Artificial Intelligence-Driven Diagnostics in Eye Care: A Random Forest Approach for Data Classification and Predictive Modeling

Abstract

Artificial intelligence and machine learning have increasingly transformed optometry, enabling automated classification and predictive modeling of eye conditions. In this study, we introduce Optometry Random Forest, an artificial intelligence-based system for automated classification and forecasting of optometric data. The proposed methodology leverages Random Forest models, trained on academic optometric datasets, to classify key diagnostic categories, including Contactology, Dry Eye, Low Vision, Myopia, Pediatrics, and Refractive Surgery. Additionally, an autoRegressive integrated moving average based forecasting model is incorporated to predict future research trends in optometry until 2030. Comparing the one-shot and epoch-trained Optometry Random Forest, the findings indicate that the epoch-trained model consistently outperforms the one-shot model, achieving superior classification accuracy (97.17%), precision (97.28%), and specificity (100%).
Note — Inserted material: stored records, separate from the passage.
PR #897, opened 2019-11-08
Backport of nested virt related changes for RHEL 7

atodorov:
Very similar to #866 but for the other branch.

### DIFF
--- a/tests/test_cli.sh
+++ b/tests/test_cli.sh
@@ -78,6 +78,10 @@ else
     composer_start
 fi
 
+# Clean out the test-results directory
+if [ -e "/var/tmp/test-results" ]; then
+    rm -rf "/var/tmp/test-results"
+fi
 
 export BEAKERLIB_JOURNAL=0
 export PATH="/usr/local/bin:$PATH"
--- a/tests/test_cli.sh
+++ b/tests/test_cli.sh
@@ -3,6 +3,8 @@
 
 set -eu
 
+. $(dirname $0)/cli/lib/lib.sh
+
 export BEAKERLIB_DIR=$(mktemp -d /tmp/composer-test.XXXXXX)
 CLI="${CLI:-}"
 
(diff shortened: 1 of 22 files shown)


bcl:
Looks like it needs a bit of adjustment for rhel7 :)

tests/test_cli.sh
```diff
@@ -13,6 +16,22 @@ function setup_tests {
     # explicitly enable sshd for live-iso b/c it is disabled by default
     # due to security concerns (no root password required)
     sed -i.orig 's/^services.*/services --disabled="network" --enabled="NetworkManager,sshd"/' $share_dir/composer/live-iso.ks
+
+    # Make the live-iso boot more quickly (isolinux.cfg)
+    for cfg in "$share_dir"/templates.d/99-generic/live/config_files/*/isolinux.cfg; do
```
atodorov: @bcl where are these files located on RHEL 7 ? I'm not able to find them.

bcl: `./share/live/config_files/x86/isolinux.cfg` -- rhel7 doesn't support adding new templates so it has a slightly shorter directory tree.

atodorov:
@bcl can you check the live-iso output. I get this:
```
2019-11-11 10:01:44,224: Problem depsolving with-ssh: The following package(s) had problems: grub2-efi-*-cdboot (No package name matching grub2-efi-*-cdboot)
```

while in the log you can see I have the optional repo enabled and you can see yum finds these packages.

I remember there was a bug in this space but wasn't that fixed ?

bcl:
> I remember there was a bug in this space but wasn't that fixed ?

In RHEL8 I moved those into live-install.tmpl because they are arch-dependent, but that's not the problem here. Ah, I think I see it:

commit b38a358ea3c15542dfa07573850df9158c8b3ca9 adds the optional repo, but doesn't restart the service, so composer doesn't know about it. It would probably be better to just set it up before the service is started.

atodorov:
@bcl in light of the latest problems with live-iso I've left the `@skip` decorator. All tests should report PASS now and this PR is ready to review & merge. I'll continue working on live-iso separately.

atodorov:
@bcl this PR is ready for review. vmware failure is unrelated.

@chris1984 cc, vmware started acting up again. I will try testing with the env you provided to me.

PR #899, opened 2019-11-09
lorax-composer: Switch vhd image to use cloud-init

bcl:
This switches the vhd image to use cloud-init instead of WALinuxAgent.
Also limits the cloud-init datasource to Azure

Resolves: rhbz#1754711


yuxisun1217:
Hi,

Please consider to add cloud-utils-growpart package in, which is for growpart feature of cloud-init. It's not a dependency of cloud-init package so it cannot be installed automatically follow cloud-init.

bcl:
cherry-picked to master and rhel8-branch

PR #900, opened 2019-11-11
Add dmidecode on supported architectures

bcl:
Currently supported on i386, x86_64, aarch64

Related: rhbz#1714793


bcl:
Merged.

PR #1082, opened 2020-09-14
Drop dpaa2 firmware on non-aarch64 arches

AdamWill:
AFAICS, the devices that need these firmwares - various boards
built by NXP, https://www.nxp.com - are all aarch64. So we don't
need to carry these firmware files in the installer env for other
arches.


AdamWill:
This is F33 branch version of https://github.com/weldr/lorax/pull/1080 .

bcl (approved):

PR #1083, opened 2020-09-14
Fix broken single-item tuples in a few places

AdamWill:
When we stopped caring about ppc and ppc64, we changed several
instances of three-item tuples:

("ppc", "ppc64", "ppc64le")

into...this:

("ppc64le")

which is not a single item tuple, but just the string "ppc64le"
in some extraneous braces. It so happens that the right thing
still happened in all relevant cases , we think, but it's wrong.
There's no need to be using an iterator at all for a single
item, so just change them all to == "ppc64le" or != "ppc64le" as
appropriate.


AdamWill:
F33 branch version of https://github.com/weldr/lorax/pull/1081 .

bcl (approved):

PR #1085, opened 2020-09-28
runtime-cleanup: Remove ncurses package

bcl:


bcl:
Merged into master

sharkcz:
looks like I'm late, but it fixes the problem, tested both locally and in regular composes :-)

bcl:
> looks like I'm late, but it fixes the problem, tested both locally and in regular composes :-)

Thanks!

PR #1086, opened 2020-09-29
Switch to using mutter as the window manager

bcl:
mutter is the modern replacement for metacity, this installs the
required packages to use it for running Anaconda.

NOTE: This also requires a change to Anaconda to start mutter instead of
metacity.


bcl:
See https://github.com/rhinstaller/anaconda/pull/2874 for the Anaconda changes.

bcl:
Looks like this is making good progress in anaconda land using gnome-kiosk.

PR #1087, opened 2020-09-30
Remove lorax-composer

bcl:


bcl:
Submitted change to cockpit/bots as well - https://github.com/cockpit-project/bots/pull/1273

test/run
```diff
@@ -2,9 +2,7 @@
 # This is the expected entry point for Cockpit CI; will be called without
 # arguments but with an appropriate $TEST_OS, and optionally $TEST_SCENARIO
 
-export BACKEND="${BACKEND:-lorax-composer}"
-
-if [ "$BACKEND" == "osbuild-composer" ] || [ "$TEST_SCENARIO" == "osbuild-composer" ]; then
+if [ "$TEST_SCENARIO" == "osbuild-composer" ]; then
     rm -rf ./test/images/*
     export BACKEND="osbuild-composer"
     make BACKEND=osbuild-composer vm
```
atodorov, line 8: This shouldn't be necessary now that the backend is changing, no ?

atodorov (changes requested):
The removed files as far as they relate to tests look good but I see failure to create the qcow2 image in in test_compose_sanity with osbuild-composer backend.

test/run
bcl: At some point I want to turn on the lorax scenario, so yes I think it needs to check since the lorax vm won't need osbuild-composer installed.

atodorov: Sure, the lorax tests don't need osbuild-composer but you have the BACKEND variable set to default to osbuild-composer in many places, Makefile for example, which will propagate to vm.install and it will install osbuild-composer anyway. 

The section in `test/run` which is guarded by the modified if condition was used to do a conditional make vm because the proper value of the backend variable didn't get propagated. But `vm.install` still installs osbuild-composer or lorax-composer. Once you merge these changes this will start failing for the lorax tests b/c there will be no lorax-composer available anymore.

bcl: > Makefile for example, which will propagate to vm.install and it will install osbuild-composer anyway.

Ah, right! I guess for now it's not worth worrying about and I can revisit that when I get the lorax only tests ready to be run.

> Once you merge these changes this will start failing for the lorax tests b/c there will be no lorax-composer available anymore.

Which ones? The whole point of this PR is to remove them all. I'm only leaving the composer-cli tests running against osbuild-composer and eventually those will get moved elsewhere when composer-cli is rewritten.

bcl:
@atodorov  do you know where this comes from? "fedora-32 Expected — Waiting for status to be reported "
I submitted a PR to the cockpit bots to only run the fedora-32/osbuild-composer test, and I don't see any place to tell GH what tests to expect so I'm not sure what's going on there.

atodorov:
> @atodorov do you know where this comes from? "fedora-32 Expected — Waiting for status to be reported "

That's probably on the branch protection settings page for the repo but I don't have access to it. GitHub will wait for required checks even if they are never reported.

bcl:
> That's probably on the branch protection settings page for the repo but I don't have access to it. GitHub will wait for required checks even if they are never reported.

found it, thanks!

test/run
atodorov: > Once you merge these changes this will start failing for the lorax tests b/c there will be no lorax-composer available anymore.

I'm wrong here. Ignore this.

atodorov (approved):

test/run
atodorov: Having this extra section still doesn't make any sense b/c `make vm` will do exactly the same, b/c the BACKEND variable now defaults to osbuild-composer. So you always get osbuild-composer installed even if you don't use it. But this doesn't block merging of this PR and proceeding forward with the cleanup.

bcl: Right, I'll revisit the vm setup when I'm ready to enable plain lorax testing. Thanks for the review!

PR #1094, opened 2020-11-11
[RHEL7] Fix 'local variable 'rc' referenced before assignment'

kierdavis:
This happens when --make-tar is selected and the virtual install
fails in such a way that the disk image contains no acceptable
partitions.

I've submitted this fix against the RHEL7 branch because that's the version I was using when I hit this, but it might affect other branches too. Shall I open PRs for all affected branches, or do you have a better procedure for this?


bcl:
Thanks, RHEL 7 is no longer receiving updates, so PRs for master and RHEL 8 would be the right way to do it.

PR #1097, opened 2020-11-18
Do not use '--loglevel' option when running Anaconda

vojtechtrefny:
This option has been removed, see https://github.com/rhinstaller/anaconda/pull/2864


poncovka (commented):
Looks good to me.

PR #1099, opened 2020-11-30
Don't remove libldap_r libraries during runtime-cleanup.tmpl

droideck:


bcl (approved):
Thanks! Looks good to me.

PR #1102, opened 2020-12-29
Update creator.py

wangchuanguo:
I failed to --make-ostree-live , and I found the reason is that Dir 'sysroot' does not exist.
My environment: 
OS: Centos 8.2.2004   
lorax: 34.6-1


bcl:
> My environment:
> OS: Centos 8.2.2004
> lorax: 34.6-1

You should be using the version of lorax/livemedia-creator provided by CentOS. There are differences between distributions and releases that can cause subtle (and not-so-subtle) problems like this.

Moreover, the comparative analysis with Optometry Bidirectional Encoder Representations from Transformers demonstrates that the Optometry Random Forest excels in classification reliability and predictive analytics, positioning it as a robust artificial intelligence tool for clinical decision-making and resource allocation. This research highlights the potential of Random Forest models in medical artificial intelligence, offering a scalable and interpretable solution for automated diagnosis, predictive analytics, and artificial intelligence-enhanced decision support in optometry. Future work should focus on integrating real-world clinical datasets to further refine classification performance and enhance the potential for artificial intelligence-driven patient care.